Linux-libre has a very dangerous false idea that if the firmware is on the cards its safe to use. The reality its not. Radio laws in most countries sux by the way. Vendor who makes the device is not legally liable in most countries as long as they have provided update firmware by some means instead the user is if they have decide not to use the update. Yes failure to load the OS firmware blob for your wifi card or install and update vendor drivers under windows legally leaves you as user of device responsible for the fines for any radio infraction the wifi card causes in most countries due to using out of date firmware.

blackiwid I know this is long but the problem is this is not simple. I do class personal security to include not doing actions bad enough to get fined that you have no assets left illegal usage of radio items can do that quite quickly.
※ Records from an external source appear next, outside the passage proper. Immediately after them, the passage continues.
PR #2654, opened 2025-01-21
New methods to get cipher provider version and FIPS status

wmathurin:
New tests

### DIFF
--- a/libs/SmartStore/src/com/salesforce/androidsdk/smartstore/store/SmartStore.java
+++ b/libs/SmartStore/src/com/salesforce/androidsdk/smartstore/store/SmartStore.java
@@ -126,7 +126,7 @@ public class SmartStore  {
 	 * Set license key for SQLCipher
 	 * Needed when using commercial or enterprise editions of SQLCipher
 	 * Should be called before using SmartStore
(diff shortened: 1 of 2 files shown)


JohnsonEricAtSalesforce (approved):
🤘🏻

libs/SmartStore/src/com/salesforce/androidsdk/smartstore/store/SmartStore.java
```diff
@@ -1647,6 +1647,24 @@ public String getSQLCipherVersion() {
...
+	public String getCipherProviderVersion() {
+		return TextUtils.join(" ", queryPragma("cipher_provider_version"));
+	}
+
+	/**
+	 * Get SQLCipher FIPS status
+	 *
+	 * @return "0" when using the community edition or the commercial edition and "1" when using the FIPS enabled enterprise edition
+	 */
+	public String getCipherFIPSStatus() {
```
brandonpage, line 1664: NIT:  Feels like this might be a bit more user friendly as a boolean instead of `"0"` or `"1"` strings.

brandonpage (approved):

Deblobing the kernel by the Linux-libre group has not taken the legal risks to users of their kernel into account if they had they would have added a blacklist system and be aware they need to be working closely with vendors and regulators to fill in that blacklist data.

You use excuses rare exceptions to justify the 100%, just because for 1% of the blobs there might be good reasons, let's say wifi, you could build a switch or not load the driver to deactivate that in your pc done, everything else should be open in a normal pc.

With modems on a cell phone deactivate it by default, or heck even sell phones without cellular garbage at all but a sip contract...

If the laws are evil and require evil behavior, lobby to get rid of this fascist laws, create laws that they never need a mobile number but accept sip phone numbers and no sms requirements but force them to other other methods.

Nothing is just some physical logical necessarily some evil people decided somewhere something wrong to make people take their freedom away.

As you say in the law this 10.000 dollar shit is in, but it's only a theoretical maximum last effort thing, there must be malice included or somebody must gone out of their way to abuse that before a judge likely sentence that amount.

We have tons of laws that go to far, should I shoot police man because the laws gave them fascist abilities to take you away without a charge for many days before they have to give you a lawyer... like 9/11 laws.

You can't point to evil laws and say, it's not evil to do that because the evil law forces you to do it.

Yes as company you have to navigate that, but not by defending this practices but give ways to mitigate them (like toggles) and publicly shame this fascist politicians and other actors and opposing it.

As german people that just followed the orders in ww2 times they still got sentences for following the law the law is no excuse for evil behavior.